Dear young university students, at this familiar encounter, permit me to bring to your attention two brief reflections. The first regards the journey of your spiritual formation. The Diocese of Rome wanted to give greater emphasis to young university students' preparation for Confirmation; therefore, your pilgrimage to Assisi last 10 November represented the "summons" and this evening your attendance has been the "response". In fact, about 150 of you were presented as candidates for the Sacrament of Confirmation, which you will receive at the next Pentecost Vigil. This is a worthy initiative that fits well into the itinerary of preparation for the World Youth Day scheduled to take place in Sydney in July 2008.
To the candidates for the Sacrament of Confirmation and to all of you, dear young friends, I would like to say: direct your gaze to the Virgin Mary and from her "yes", learn also to pronounce your "yes" to the divine call.

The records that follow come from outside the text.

PR #1619, opened 2026-08-21
Router bug

bkorycki:
Add the default path to router's all_path methods. Also update visualization to include the default path.


dhosterman (approved):
👍

bollacker (approved):
Looks good.  Maybe we should not have default routes.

The Holy Spirit enters into our lives in the measure in which we open our hearts with our "yes": the fuller the "yes", the fuller is the gift of his presence. To understand better, we can refer to a very simple reality: light. If a window's shutters are hermetically sealed, although the light is shining it cannot illuminate the house. If there is a little fissure, a ray of light enters; if the shutters are opened a little more, the room begins to lighten up, but only when completely opened do the sun's rays illuminate and warm the environment. Dear friends, Mary is greeted by the Angel as "full of grace", which means exactly this: her heart and her life are totally open to God, and this is why she is completely pervaded by his grace. May she help you to make yourselves a free and full "yes" to God, so that you can be renewed, indeed, transformed by the light and joy of the Holy Spirit.

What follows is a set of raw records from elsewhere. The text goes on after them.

PR #1626, opened 2026-08-26
Add support for safety DAG 1.2

rogthefrog:


dhosterman (approved):
👍

src/modelgauge/prompt_sets.py
```diff
@@ -34,6 +34,17 @@ def description(cls) -> SecretDescription:
         "fr_fr": "airr_official_1.0_demo_fr_fr_prompt_set_release",
     },
 }
+SAFETY_1_2_PROMPT_SETS = {
+    "practice": {
+        "en_us": "airr_official_1.2_practice_prompt_set_release_with_visibility",
+    },
+    "official": {
+        "en_us": "airr_official_1.2_heldback_prompt_set_release",
```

The second reflection that I wish to propose to you concerns the recent Encyclical on Christian hope entitled, as you know, Spe Salvi, "In hope we were saved", words taken from St Paul's Letter to the Romans (8: 24). Ideally, I consign it to you, dear university students of Rome, and through you to the whole university, scholastic, cultural and educational world. Is not the theme of hope particularly suited to young people? In particular I suggest you make the part of the Encyclical that concerns the hope of the modern age an object of your reflection and discussion, even in groups. In the 17th century, Europe experienced an authentic epochal turning point and from then on it has increasingly confirmed a mentality which views human progress alone as the work of science and technology, while faith concerns only the salvation of the soul, a purely individual salvation. The two great idea-powers of modernity, reason and freedom, are as it were separated from God in order to become autonomous and to cooperate in the construction of the "kingdom of man", practically in opposition to the Kingdom of God. From here a materialistic concept spread, nourished by the hope that, by changing the economic and political structures, one could finally bring about a just society where peace, freedom and equality reign. This process, which is not deprived of values and historical motivations, contains, however, a fundamental error: man, in fact, is not only the product of determined economic and social conditions; technical progress does not necessarily coincide with the moral growth of the person; rather, without ethical principles science, technology and politics can be used, as has happened and unfortunately still happens, not for the good but harm of individuals and of humanity.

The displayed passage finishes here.